PR #98, opened 2021-07-09
Documentation of the network layer.

EmilLa1:
## Purpose

Documenting the network layer. 

## Changes

Added a document describing the network layer.

## Checklist

      hard-to-understand areas.

### DIFF
--- a/docs/network-layer.md
+++ b/docs/network-layer.md
@@ -1,0 +1,71 @@
+# Network Layer
+This document describes the network layer of the Concordium blockchain.
+
+## Overview 
+The network layer consists of a peer-to-peer (P2P) network. Each node in the network is connected to a *set of peers*. The node uses the established connections for various tasks including: *retrieving more peers*, _consensus_, _catching up_ on the chain etc. There exist two *types* of peers in the network, namely the *Node* and the *Bootstrapper* types. The *Node* carries out the tasks mentioned above while the purpose of the latter's task is to solely serve peers.
+
+The peers are orchestrated in a random graph and communicates using a [*gossip-like*](https://en.wikipedia.org/wiki/Gossip_protocol) protocol.
+
+Peers can take part in more than one network at the same time. A *network* groups peers together, thus the node can request to *join* a network, leave a *network* and also request more peers of a certain *network*. Currently only a single *network* is being used.
+
+## Joining a Network
+When a node wishes to join a network it starts out by contacting a *bootstrapper*. The *bootstrapper* is a special variant of the *concordium-node* which relays peers (only the ones matching the requested `NetworkId`) but disregards all other types of messages.
+
+The *bootstrapper* sends out a *randomized* list of peers to the requesting node. The node who wishes to join a network will in turn try to connect to these *candidates* received from the *bootstrapper*. 
+The *bootstrapper* will only keep peers on its list if the *bootstrapper* and the peer have successfully established a connection (see below).
+
+The node will also send a *GetPeers* message to its connected peers if it still *lacks* peers. In return a peer will send a list of *candidates* to the node, to which the node can try establishing connections. 
+
+It is also possible for a node to be *pinned* to certain other peers. This is a task that is carried out by the node operator when configuring the node. The node will always try to keep a connection to each of the *pinned* peers.
+
+The node operator can via the RPC interface make the node *join* or *leave* a given *network* (specified by the `NetworkId`).
+
+## Connection Establishment
+When a node and a peer try to establish a connection, the node and the other peer will perform a 2-part handshake.
+
+The purpose of the *first part* of the handshake is to create a *secure channel* between the two peers. In practice a [*Noise XX*](https://noiseexplorer.com/patterns/XX/) handshake is being carried out by the two peers. This ensures *authenticity* and *confidentiality* for the rest of the communication. Note that currently none of the data sent between the peers is in fact secret and thus it is not a requirement from a security point-of-view that the *secure channel* is in fact being encrypted.
+
+After completing the first part of the handshake, then the two peers will carry out the second part of the handshake. By checking various metadata, the two peers confirm that they are in fact compatible. Specifically the peers check that:
+
+1. The client versions are compatible
+2. The wire versions are compatible
+3. The peers have *compatible* genesis blocks. *Compatible* in this context means that one peer's list of *genesis blocks* must be a prefix of the other's.
+
+When the *handshake* has been successfully completed then the peers will *promote* each other into their corresponding lists of peers, i.e. the peers are now connected and can communicate with each other, hence the peers can now relay messages between them, carry out *consensus* and *catchup* etc.
+
+## Control Flow
+When the node is running, it continously checks for incoming connections and polls for events related to the already established connections. Furthermore the node performs several housekeeping tasks wrt. networking related matters. More specifically the node checks that its current connections are *healthy* i.e., verifying reasonable latency, removing connections of which a handshake is missing etc. If any connections are deemed *unhealthy* then the node will close the connection and remove the peer from its set of peers. Note that depending on the level of *unhealthy* the node will perhaps *soft ban* a peer (more on this below).
+
+
+If the node has exceeded its maximum amount of peers it will remove a random subset of its peers. Note that the node will never remove any of the *pinned peers*. 
+The node then proceeds to check if it should unban any of the *soft banned* peers and does so if that is the case. Note that *soft bans* have a duration of 5 minutes.
+
+Afterwards the node may try to *re-bootstrap* again (if the node did not recently *bootstrap*). Finally if the node still lacks peers then it will send out *GetPeers* messages to its peers.
+
+
+The node listens on its established connections and processes the received messages accordingly. If the message was *re-broadcastable*, then the node will relay the message to its own peers such that the message will propagate throughout the network. Before processing the message the node checks that it has not yet seen the message before or otherwise the node will not process the *duplicated* message. 
+
+The control flow of the *network layer* can be summarized as follows:
+
+1. Listen for incoming connections
+2. Process network messages
+3. (Optionally) Carry out housekeeping tasks if a suffcient time period has passed since last time a housekeeping was done.
+4. (Optionally) Establish new outgoing connections if required
+5. Repeat
+
+## Processing Network Message
+When the node receives a network message on one of its connections it will either dispatch the network message to the *consensus layer* or immediately handle the network message if it was only *network related*. An example of the latter could be that the node was asked for peers by the *GetPeers* message, responding to a *Ping*, *Join*-/*Leave* network messages etc. 
+However, when the message is for the *consensus layer*, it is first checked that the message was not a *duplicate message* i.e., a message that the node has received before (more on this below). If the message was a *duplicate*, then node will not process the *duplicated* message. 
+The node dispatches *new* messages to a *low-priority queue* or a *high-priority queue* depending on the content of the network message. Messages containing *blocks*, *finalization records*, *finalization messages*, *catch-up status'* are treated as high priority, while *transactions* are treated as low priority.
+If the message was *re-broadcastable*, then the node will relay the message to its own peers such that the message will propagate throughout the network. 
+
+The node holds *de-duplication* buffers for each of the *rebroadcastable* network packet types; finalization-, transaction-, block-, and finalization record packets. These *de-duplication* buffers contain hashes of previously received messages. Before the node *handles* the actual message (i.e. passing the message through to the *consensus* layer) it is checked that the message is not a duplicate (by computing the hash of the message and checking whether it was contained within the corresponding de-duplication buffer). If the message was a duplicate then the node will simply disregard the duplicated message. 
+
+## Banning
+A node holds information if another peer is *permanently banned* or *soft banned* (e.g. a temporary ban could have a duration of 24 hours). 
+Permanent banning is carried out by a manual process, thus the operator of the node can put other peers on the permanent ban list by calling the RPC API. Banned peers are identified by their IP address and so the node will not establish connections to such an address.
+
+*Soft banning* is on the other hand an automatic procedure carried out by the node. The node *soft bans* a peer based on the outcome from the *consensus* layer. Reasons include: the peer sends malformed messages; the peer sends messages with *bad* data e.g. an inconsistent *catch-up* message; etc. *Soft bans* are also given by the IP address of the peer and as such the node will immediately disconnect from the peer and avoid establishing new connections to the peer within the *soft ban duration*.
+
+## Connecting to the *Mainnet*
+In order to connect to the Concordium *Mainnet* the node should be configurged with the Concordium *bootstrappers*. Currently there are two *bootstrappers* for the Concordium *Mainnet* and they can be reached at `bootstrap.mainnet.concordium.software`. Likewise there are two *bootstrapppers* for the Concordium *Testnet* and they are located at `bootstrap.testnet.concordium.com`.


docs/network-layer.md
```diff
@@ -0,0 +1,61 @@
...
+
+If the node has exceeded its maximum amount of peers it will remove a random subset of its peers. Note that the node will never remove any of the *pinned peers*. 
+The node then proceeds to check if it should unban any of the *soft banned* peers and does so if that is the case. 
+
+Afterwards the node may try to *re-bootstrap* again (if the node did not recently *bootstrap*). Finally if the node still lacks peers then it will send out *GetPeers* messages to its peers.
+
+The node listens on its established connections and processes the received messages accordingly. If the message was *re-broadcastable*, then the node will relay the message to its own peers such that the message will propagate throughout the network. Beforehand processing the message the node asserts that it has not yet seen the message before or otherwise the node will not process the *duplicated* message.
```
abizjak, line 44:
```suggestion
The node listens on its established connections and processes the received messages accordingly. If the message was *re-broadcastable*, then the node will relay the message to its own peers such that the message will propagate throughout the network. Before processing the message the node asserts that it has not yet seen the message before or otherwise the node will not process the *duplicated* message. 
```

abizjak: Perhaps a paragraph about how deduplication works would be useful here.

docs/network-layer.md
```diff
@@ -0,0 +1,61 @@
...
+The control flow of the *network layer* can be summarized as follows:
+
+1. Listen for incoming connections
+2. Process network messages
+3. Housekeeping
+4. (Optionally) Establish new connections
+5. Repeat
+
+## Banning
+A node holds information if another peer is *permanent banned* or *soft banned* (e.g. a temporary ban could have a duration of 24 hours).
```
abizjak, line 55:
```suggestion
A node holds information if another peer is *permanently banned* or *soft banned* (e.g. a temporary ban could have a duration of 24 hours). 
```

docs/network-layer.md
```diff
@@ -0,0 +1,61 @@
...
+Permanent banning is carried out by a manual process, thus the operator of the node can put other peers on the permanent ban list by calling the RPC API. Banned peers are identified by their IP address and so the node will not establish connections to such an address.
+
+*Soft banning* is on the other hand an automatic procedure carried out by the node. The node *soft bans* a peer based on the outcome from the *consensus* layer, reasons include; the peer sends malformed messages, the peer sends messages with *bad* data e.g. an inconsistent *catch-up* message etc. *Soft bans* are also given by the IP address of the peer and as such the node will immediately disconnect from the peer and avoid establishing new connections to the peer within the *soft ban duration*.
+
+## Connecting to the *Mainnet*
+In order to connect to the Concordium *Mainnet* the node should be configurged with the Concordium *bootstrappers*. Currently there exists 2 *bootstrappers* for the Concordium *Mainnet* and they can be reached at `bootstrap.mainnet.concordium.software`.
```
abizjak, line 61: If the mainnet ones are here, the testnet ones should also be `bootstrap.testnet.concordium.com`.

abizjak (changes requested):
I think this is OK, but I am missing the flow of messages.

Specifically it would be good to describe the (conceptual) steps a protocol message (e.g., block, transaction, ...) goes through when received.

docs/network-layer.md
EmilLa1: Will elaborate on this.

EmilLa1:
Added the flow of messages and other changes wrt. review comments.

docs/network-layer.md
```diff
@@ -0,0 +1,70 @@
+# Network Layer
+This document describes the network layer of the Concordium blockchain.
+
+## Overview 
+The network layer consists of a peer-to-peer (P2P) network. Each node in the network is connected to a *set of peers*. The node uses the established connections for various tasks including: *retrieving more peers*, _consensus_, _catching up_ on the chain etc.
```
abizjak, line 5: Maybe also add that there are two kinds of peers here, the bootstrappers and "node" (or however they are called in the code). 
And bootstrappers don't run consensus, they just serve peers. Bootstrappers are mentioned below, but they could be in this overview as well.

docs/network-layer.md
```diff
@@ -0,0 +1,70 @@
...
+
+## Control Flow
+When the node is running, it continously checks for incoming connections and polls for events related to the already established connections. Furthermore the node performs several housekeeping tasks wrt. networking related matters. More specifically the node checks that its current connections are *healthy* i.e., verifying reasonable latency, removing connections of which a handshake is missing etc. If any connections are deemed *unhealthy* then the node will close the connection and remove the peer from its set of peers. Note that depending on the level of *unhealthy* the node will perhaps *soft ban* a peer (more on this below).
+
+
+If the node has exceeded its maximum amount of peers it will remove a random subset of its peers. Note that the node will never remove any of the *pinned peers*. 
+The node then proceeds to check if it should unban any of the *soft banned* peers and does so if that is the case.
```
abizjak, line 41: Perhaps rephrase this to clarify when this unbanning happens (the 5min window).

docs/network-layer.md
```diff
@@ -0,0 +1,70 @@
...
+
+If the message was *re-broadcastable*, then the node will relay the message to its own peers such that the message will propagate throughout the network. Before processing the message the node asserts that it has not yet seen the message before or otherwise the node will not process the *duplicated* message. 
+The node holds *de-duplication* buffers each of the *rebroadcastable* network packet types; finalization-, transaction-, block-, and finalization records packets. These *de-duplication* buffers contains hashes of previous received messages. Before the node *handles* the actual message (I.e. passing the message through to the *consensus* layer) then it's asserted that the message is  not a duplicate (by computing the hash of the message and checks whether it was contained within the corresponding de-duplication buffer), hence if the message was a duplicate then the node will simply disregard the duplicated message.
```
abizjak, line 61:
```suggestion
The node holds *de-duplication* buffers each of the *rebroadcastable* network packet types; finalization-, transaction-, block-, and finalization records packets. These *de-duplication* buffers contains hashes of previous received messages. Before the node *handles* the actual message (i.e. passing the message through to the *consensus* layer) then it's asserted that the message is  not a duplicate (by computing the hash of the message and checks whether it was contained within the corresponding de-duplication buffer), hence if the message was a duplicate then the node will simply disregard the duplicated message. 
```

docs/network-layer.md
```diff
@@ -0,0 +1,70 @@
...
+The control flow of the *network layer* can be summarized as follows:
+
+1. Listen for incoming connections
+2. Process network messages
+3. (Optionally) Carry out housekeeping tasks if a suffcient time period has passed since last time a housekeeping was done.
+4. (Optionally) Establish new outgoing connections if required
+5. Repeat
+
+## Processing Network Messages
+At the time of the connection establishment (*pre-handshake*) the connection is being registered for emitting *events*, hence a network message has been written to the underlying TCP socket. When such an event occurs, then the node will either dispatch the networking message to the *consensus layer* or immediately handle the message if it was not. And example of the former could be that the node was requested for peers by the *GetPeers* message, responding to a *Ping* etc.
```
abizjak, line 57: I think the first sentence is confusing.  It has both too many, and too little detail to be understandable.

The listening for events part is a low-level detail so that we only read from connections that have something to read from.

I think that detail should be separated from the more high-level processing for messages which happens after a message is read. This part would be the same regardless of how the low-level socket reads happen.

abizjak (approved):

docs/network-layer.md
```diff
@@ -0,0 +1,70 @@
...
+
+The peers are orchestrated in a random graph and communicates using a [*gossip-like*](https://en.wikipedia.org/wiki/Gossip_protocol) protocol.
+
+Peers can take part in more than one network at the same time. A *network* groups peers together, thus the node can request to *join* a network, leave a *network* and also request more peers of a certain *network*. Currently only a single *network* is being used.
+
+## Joining a Network
+When a node wishes to join a network it starts out by contacting a *bootstrapper*. The *bootstrapper* is a special variant of the *concordium-node* which relays peers (only the ones matching the requested `NetworkId`) but disregards all other types of messages.
+
+The *bootstrapper* sends out a *randomized* list of peers to the requesting node. The node who wishes to join a network will in turn try to connect to these *candidates* received from the *bootstrapper*. 
+The *bootstrapper* will only keep peers on its list if the *bootstrapper* and the peer has sucesfully established a connection (see below).
```
td202, line 15:
```suggestion
The *bootstrapper* will only keep peers on its list if the *bootstrapper* and the peer have successfully established a connection (see below).
```

docs/network-layer.md
```diff
@@ -0,0 +1,70 @@
+# Network Layer
+This document describes the network layer of the Concordium blockchain.
+
+## Overview 
+The network layer consists of a peer-to-peer (P2P) network. Each node in the network is connected to a *set of peers*. The node uses the established connections for various tasks including: *retrieving more peers*, _consensus_, _catching up_ on the chain etc. There exists two *types* of peers in the network, namely the *Node* and the *Bootstrapper* types. The *Node* carries out the tasks mentioned above while the purpose of the latter's task is to solely serve peers.
```
td202, line 5:
```suggestion
The network layer consists of a peer-to-peer (P2P) network. Each node in the network is connected to a *set of peers*. The node uses the established connections for various tasks including: *retrieving more peers*, _consensus_, _catching up_ on the chain etc. There exist two *types* of peers in the network, namely the *Node* and the *Bootstrapper* types. The *Node* carries out the tasks mentioned above while the purpose of the latter's task is to solely serve peers.
```

docs/network-layer.md
```diff
@@ -0,0 +1,70 @@
...
+
+Peers can take part in more than one network at the same time. A *network* groups peers together, thus the node can request to *join* a network, leave a *network* and also request more peers of a certain *network*. Currently only a single *network* is being used.
+
+## Joining a Network
+When a node wishes to join a network it starts out by contacting a *bootstrapper*. The *bootstrapper* is a special variant of the *concordium-node* which relays peers (only the ones matching the requested `NetworkId`) but disregards all other types of messages.
+
+The *bootstrapper* sends out a *randomized* list of peers to the requesting node. The node who wishes to join a network will in turn try to connect to these *candidates* received from the *bootstrapper*. 
+The *bootstrapper* will only keep peers on its list if the *bootstrapper* and the peer has sucesfully established a connection (see below).
+
+The node will also send a *GetPeers* message to its connected peers if it still *lacks* peers. In return a peer will send a list of *candidates* to the node, of which the node can try establishing a connection to.
```
td202, line 17:
```suggestion
The node will also send a *GetPeers* message to its connected peers if it still *lacks* peers. In return a peer will send a list of *candidates* to the node, to which the node can try establishing connections. 
```

docs/network-layer.md
```diff
@@ -0,0 +1,70 @@
...
+
+## Joining a Network
+When a node wishes to join a network it starts out by contacting a *bootstrapper*. The *bootstrapper* is a special variant of the *concordium-node* which relays peers (only the ones matching the requested `NetworkId`) but disregards all other types of messages.
+
+The *bootstrapper* sends out a *randomized* list of peers to the requesting node. The node who wishes to join a network will in turn try to connect to these *candidates* received from the *bootstrapper*. 
+The *bootstrapper* will only keep peers on its list if the *bootstrapper* and the peer has sucesfully established a connection (see below).
+
+The node will also send a *GetPeers* message to its connected peers if it still *lacks* peers. In return a peer will send a list of *candidates* to the node, of which the node can try establishing a connection to. 
+
+It is also possible for a node to be *pinned* to certain other peers. This is a task that is carried out by the node operator when configuring the node. The node will always try to keep a connection the the *pinned* peers.
```
td202, line 19:
```suggestion
It is also possible for a node to be *pinned* to certain other peers. This is a task that is carried out by the node operator when configuring the node. The node will always try to keep a connection to each of the *pinned* peers.
```

docs/network-layer.md
```diff
@@ -0,0 +1,70 @@
...
+
+The node operator can via the RPC interface make the node *join* or *leave* a given *network* (specified by the `NetworkId`).
+
+## Connection Establishment
+When a node and a peer try to establish a connection, the node and the other peer will perform a 2-part handshake.
+
+The purpose of the *first part* of the handshake is to create a *secure channel* between the two peers. In practice a [*Noise XX*](https://noiseexplorer.com/patterns/XX/) handshake is being carried out by the two peers. This ensures *authenticity* and *confidentiality* for the rest of the communication. Note that currently none of the data sent between the peers is in fact secret and thus it is not a requirement from a security point-of-view that the *secure channel* is in fact being encrypted.
+
+After completing the first part of the handshake, then the two peers will carry out the second part of the handshake. By checking various meta data, the two peers confirm that they are in fact compatible. Specifically the peers asserts that:
```
td202, line 28:
```suggestion
After completing the first part of the handshake, then the two peers will carry out the second part of the handshake. By checking various metadata, the two peers confirm that they are in fact compatible. Specifically the peers assert that:
```

docs/network-layer.md
```diff
@@ -0,0 +1,70 @@
...
+
+1. The client versions are compatible
+2. The wire versions are compatible
+3. The peers have *compatible* genesis blocks. *Compatible* in this context means that one of the other must provide a set of *genesis blocks* which should be a subset of others.
```
td202, line 32:
```suggestion
3. The peers have *compatible* genesis blocks. *Compatible* in this context means that one peer's list of *genesis blocks* must be a prefix of the other's.
```

docs/network-layer.md
```diff
@@ -0,0 +1,70 @@
...
+
+When the *handshakes* has been successfully completed then the peers will *promote* each other into their corresponding lists of peers, i.e. the peers are now connected and can communicate with each other, hence the peers can now relay messages between them, carry out *consensus* and *catchup* etc.
```
td202, line 34:
```suggestion
When the *handshake* has been successfully completed then the peers will *promote* each other into their corresponding lists of peers, i.e. the peers are now connected and can communicate with each other, hence the peers can now relay messages between them, carry out *consensus* and *catchup* etc.
```

docs/network-layer.md
```diff
@@ -0,0 +1,70 @@
...
+
+## Control Flow
+When the node is running, it continously checks for incoming connections and polls for events related to the already established connections. Furthermore the node performs several housekeeping tasks wrt. networking related matters. More specifically the node checks that its current connections are *healthy* i.e., verifying reasonable latency, removing connections of which a handshake is missing etc. If any connections are deemed *unhealthy* then the node will close the connection and remove the peer from its set of peers. Note that depending on the level of *unhealthy* the node will perhaps *soft ban* a peer (more on this below).
+
+
+If the node has exceeded its maximum amount of peers it will remove a random subset of its peers. Note that the node will never remove any of the *pinned peers*. 
+The node then proceeds to check if it should unban any of the *soft banned* peers and does so if that is the case. Note that *soft bans* has a duration of 5 minutes.
```
td202, line 41:
```suggestion
The node then proceeds to check if it should unban any of the *soft banned* peers and does so if that is the case. Note that *soft bans* have a duration of 5 minutes.
```

docs/network-layer.md
```diff
@@ -0,0 +1,70 @@
...
+The control flow of the *network layer* can be summarized as follows:
+
+1. Listen for incoming connections
+2. Process network messages
+3. (Optionally) Carry out housekeeping tasks if a suffcient time period has passed since last time a housekeeping was done.
+4. (Optionally) Establish new outgoing connections if required
+5. Repeat
+
+## Processing Network Message
+When the node receives a network message on one of its connections it will either dispatch the network message to the *consensus layer* or immediately handle the network message if it was only *network related*. An example of the former could be that the node was requested for peers by the *GetPeers* message, responding to a *Ping*, *Join*-/*Leave* network messages etc.
```
td202, line 57:
```suggestion
When the node receives a network message on one of its connections it will either dispatch the network message to the *consensus layer* or immediately handle the network message if it was only *network related*. An example of the latter could be that the node was asked for peers by the *GetPeers* message, responding to a *Ping*, *Join*-/*Leave* network messages etc. 
```

docs/network-layer.md
```diff
@@ -0,0 +1,70 @@
...
+
+1. Listen for incoming connections
+2. Process network messages
+3. (Optionally) Carry out housekeeping tasks if a suffcient time period has passed since last time a housekeeping was done.
+4. (Optionally) Establish new outgoing connections if required
+5. Repeat
+
+## Processing Network Message
+When the node receives a network message on one of its connections it will either dispatch the network message to the *consensus layer* or immediately handle the network message if it was only *network related*. An example of the former could be that the node was requested for peers by the *GetPeers* message, responding to a *Ping*, *Join*-/*Leave* network messages etc. 
+However in the first case, the network message is either dispatched to a *low priority queue* or a *high priority queue* depending on the content of the network message. Messages containing *blocks*, *finalization records*, *finalization messages*, *catch-up status'* will be prioritized in favor of simple *transactions*.
```
td202, line 58:
```suggestion
However, when the message is for the consensus layer, it is either dispatched to a *low-priority queue* or a *high-priority queue* depending on the content of the network message. Messages containing *blocks*, *finalization records*, *finalization messages*, *catch-up status'* are treated as high priority, while *transactions* are treated as low priority.
```

docs/network-layer.md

———

For each line of the entries that holds the word "status", pull that line out.

+The node dispatches *new* messages to a *low-priority queue* or a *high-priority queue* depending on the content of the network message. Messages containing *blocks*, *finalization records*, *finalization messages*, *catch-up status'* are treated as high priority, while *transactions* are treated as low priority.
+However in the first case, the network message is either dispatched to a *low priority queue* or a *high priority queue* depending on the content of the network message. Messages containing *blocks*, *finalization records*, *finalization messages*, *catch-up status'* will be prioritized in favor of simple *transactions*.
However, when the message is for the consensus layer, it is either dispatched to a *low-priority queue* or a *high-priority queue* depending on the content of the network message. Messages containing *blocks*, *finalization records*, *finalization messages*, *catch-up status'* are treated as high priority, while *transactions* are treated as low priority.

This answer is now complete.